COMMUNITY ACTIVISM
Despite Chicago’s recent crisis of gang-related street murders, the Roseland Community Hospital in a tough south-side neighborhood is on the verge of closing because of finances, and community groups have been energetically campaigning to keep it open. Joining civic leaders in the quest is the Black Disciples street gang, whose co-founder Don Acklin begged in June for the hospital to remain open, explaining, “It’s bad enough we’re out here harming each other.” Besides wounded gang members needing emergency care, said Acklin, closing would amount to “genocide” because of all the innocent people exposed to crossfire.
SUSPICIONS CONFIRMED
A warehouse in Landover, Md., maintained by a company working on contract for the U.S. Environmental Protection Agency, contained “secret rooms” of furniture and equipment described as “man caves” for company employees. The EPA inspector general announced the discovery in May, and the government confiscated TVs, refrigerators, couches, personal photos, pin-ups, magazines and videos that the contractor’s personnel brought in while ostensibly “working” on agency business.
HOT IMMIGRATION LAW
“[Supermodels] is the one exception [to U.S. immigration policy] that we all scratch our heads about,” said a Brookings Institution policy analyst, speaking to Bloomberg Businessweek in May. Foreign-born sports stars and entertainers are fast-tracked with American work permits under one system, but supermodels were excluded from that and must thus compete (successfully, it turns out) with physicists and nuclear engineers to earn visas among the 65,000 slots available only to “skilled workers with college degrees.” As such, around 250 beauties are admitted every year. (The most recent attempt to get supermodels their own visa category was championed in 2005 and 2007 by, appropriately, then-U.S.-Rep. Anthony Weiner of New York.)
POLITICS, TEXAS-STYLE
In Lytle, Texas, in May, just 33 people voted for candidates for three openings on the school board, including the only voter who cast a ballot in District 1. Christina Mercado was the 1-0 winner, but someone else voted for her. Mercado cannot vote for District 1 candidates because she does not live there, and neither does the one candidate who opposed her. However, according to Texas law, Mercado can legally represent District 1 on the school board.
BREAST NEWS EVER
An April crime report in San Francisco, noting that a female driver had rammed another car in a parking-space dispute, noted that the victim gave officers little help. The man could not tell officers the model car that hit him, and certainly not a license plate number, but he “was able to give a detailed description of the suspect’s cleavage.” No arrest was reported.

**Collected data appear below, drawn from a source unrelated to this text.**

Issue #1607, opened 2018-09-14
Generating Controller Methods with WrapResponses - true, for Asp.Net Core


alex-leroux:
Hi,
If I use SwaggerToCSharpControllerGenerator, with SwaggerToCSharpControllerGeneratorSettings.WrapResponses = true, to generate a controller method for the following definition:

		"/api/v2/contact/getcontactsbyname":
		{
			"post":
			{
				"tags":
				[
					"Contact"
				],
				"operationId": "Contact_GetContactsByName",
				"parameters":
				[
					{
						"name": "names",
						"in": "body",
						"required": true,
						"schema":
						{
							"type": "array",
							"items":
							{
								"type": "string"
							}
						},
						"x-nullable": true
					}
				],
				"responses":
				{
					"200":
					{
						"x-nullable": true,
						"description": "",
						"schema":
						{
							"type": "array",
							"items":
							{
								"$ref": "#/definitions/Contact"
							}
						}
					}
				}
			}
		},

the resulting methods appears as follows:

        [Microsoft.AspNetCore.Mvc.HttpPost, Microsoft.AspNetCore.Mvc.Route("api/v2/contact/getcontactsbyname")]
        public async System.Threading.Tasks.Task<HttpResponseMessage> GetContactsByName([Microsoft.AspNetCore.Mvc.FromBody] System.Collections.Generic.IEnumerable<string> names)
        {
            var result = await _implementation.GetContactsByNameAsync(names).ConfigureAwait(false);
    
            var status = (System.Net.HttpStatusCode)result.StatusCode;
            HttpResponseMessage response = Request.CreateResponse(status, result.Result);
    
            foreach (var header in result.Headers)
                response.Headers.Add(header.Key, header.Value);
    
            return response;
        }

This code works in Asp.Net, but not in **Asp.Net Core** because there is no Request.CreateResponse method.

Is there currently a way to generate code for Asp.Net Core?

It should probably look something like this:

        [Microsoft.AspNetCore.Mvc.HttpPost, Microsoft.AspNetCore.Mvc.Route("api/v2/contact/getcontactsbyname")]
        public async System.Threading.Tasks.Task<Microsoft.AspNetCore.Mvc.IActionResult> GetContactsByName([Microsoft.AspNetCore.Mvc.FromBody] System.Collections.Generic.IEnumerable<string> names)
        {
            var result = await _implementation.GetContactsByNameAsync(names).ConfigureAwait(false);
    
            var status = result.StatusCode;
[...]

PR #3004, opened 2020-08-13
Add AspNetCore WrapResponse in Controllers.liquid

Jeroen-VdB:
Added support for WrapResponse in AspNetCore Controllers based on the example in #1607


RicoSuter:
Thx for the PR.

Issue #2981, opened 2020-08-04
Bug: Client will be disposed in FileResponse but "Dispose HttpClient" is not activated


DominikPf:
We are having some Issues in a generated NSwag Client with File Downloads.

If i create a NSwag Client over NSwagStudio and don't check the box here:

![image](https://user-images.githubusercontent.com/20923469/89294372-b9765a80-d65f-11ea-84d3-df557b8e54f8.png)

The Client will be Disposed in FileResponse:
![image](https://user-images.githubusercontent.com/20923469/89294427-ceeb8480-d65f-11ea-867e-fb1ec73a5b4a.png)
In my oppinion this should not happen if i unchecked this option. Or do i understand something wrong?

DominikPf:
I created a PR for this #3009 

@RicoSuter Can you please check if everything is alright and merge the PR? 
As for now i will use my own Build of NSwagStudio

rbedell99:
This issue still occurs on 13.9.

![image](https://user-images.githubusercontent.com/20542305/98965523-c4971d00-24cf-11eb-8cb3-921f172d8234.png)
![image](https://user-images.githubusercontent.com/20542305/98965577-d24ca280-24cf-11eb-80d2-bead71ef3d8e.png)
![image](https://user-images.githubusercontent.com/20542305/98965646-e6909f80-24cf-11eb-93f3-c5a37ca8f4dc.png)

PR #3009, opened 2020-08-17
Prevent dispose of HttpClient in FileResponse

DominikPf:
This PR adresses #2981 

The if Statement is the same as in the Client Template (Check for InjectHttpClient == false and DisposeHttpClient == true)

https://github.com/RicoSuter/NSwag/blob/fb48ea9e48ef8ccacf9e7b8fa35af1f1dfa0c81b/src/NSwag.CodeGeneration.CSharp/Templates/Client.Class.liquid#L336-L339

### DIFF
--- a/src/NSwag.CodeGeneration.CSharp/Templates/File.liquid
+++ b/src/NSwag.CodeGeneration.CSharp/Templates/File.liquid
@@ -111,8 +111,10 @@ namespace {{ Namespace }}
             Stream.Dispose();
             if (_response != null)
                 _response.Dispose();
+{%     if InjectHttpClient == false and DisposeHttpClient -%}
             if (_client != null)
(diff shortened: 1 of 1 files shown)


RicoSuter:
> The if Statement is the same as in the Client Template

Where is this already present?

DominikPf:
I meant the Dispose in the Client Template (Marked Lines in Client.liquid as mentioned in my comment above)

jeremyVignelles:
Sorry, I didn't see your fix at first when creating #3016. The way things were written made me think that the proper fix is to pass `null` the FileResult constructor, instead of testing in the FileResult template.

DominikPf:
@jeremyVignelles No Problem, i'm ok with that. I am closing this PR in favor of #3016

PR #3015, opened 2020-08-18
Fixed potential NullReferenceException due to a race condition

jeremyVignelles:
While using the CommandLine project, my VisualStudio hit a breakpoint because this was not initialized in `TryLoadByVersion`.

This will likely help too if the assembly is annotated with NRT someday.


bbarry:
This code is not remotely thread safe. Are you able to get a call stack for that breakpoint to figure out why TryLoadByVersion is called before AssemblyLoader.RegisterReferencePaths gets called (the only method in the code that sets this property)?

jeremyVignelles:
Possibly, I didn't look deep into it.
I should probably document the change better, but IIRC, this code is called from AssemblyLoader.RegisterReferencePaths, before the assignment (inside the GetDirectory or something).
IIRC, it was trying to load the System.IO assemblies.
Will have a look later if needed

And Colombian prisoner Giovanni Rebolledo was serving a 60-year sentence (as a member of the “Los Topos” gang charged with extortion, kidnapping and torture) when he escaped and decided on an extreme identity change in order to move about in the country. He became “Rosalinda,” complete with, according to Colombia Reports news service, “impressive” breast implants, but nonetheless was identified in May in a routine traffic stop and arrested.
STEALING A VACATION
In Kobe, Japan, in May, an unemployed, 32-year-old man carried out a minor theft (stealing a wallet from a parked scooter) apparently just to be locked up in the world famous city. Besides being the home of Kobe beef, it’s acclaimed for its French, Chinese and octopus cuisines, and in fact, Kobe’s Nagata Ward Precinct is renowned for the special gourmet boxed meals prepared by local bento shops, delivered daily to prisoners, which the thief said was foremost on his mind.
NOT SO HOT SHOT COPS
In May, an Orlando Sentinel columnist demanded a federal investigation into the 2010 police killing of Torey Breedlove in Orlando’s Pine Hills neighborhood, noting that killing the unarmed Breedlove somehow required 137 shots, with cops missing on at least 115. The columnist added that the Justice Department is currently investigating a Cleveland, Ohio, case in which local police killed two unarmed men but coincidentally also required 137 shots. In both cases, the officers were exonerated after local investigators determined the officers believed the suspects were armed.
POLITICS, WHITBY-STYLE
Whitby, U.K., town councilman Simon Parkes, 58, confessed to a reporter in June that he had had an extramarital affair–in fact, an extraterrestrial extramarital affair–with the nine-foot-tall Cat Queen, and that she had born him a child. Parkes said the Cat Queen is biding her time until technology is available to bring her and the child to Earth. Said Parkes, “There are plenty of people in my position who don’t choose to come out and say it because they are terrified it will destroy their careers.” Parkes said his wife knows about his periodic meetings with the Cat Queen and is “very unhappy, clearly.”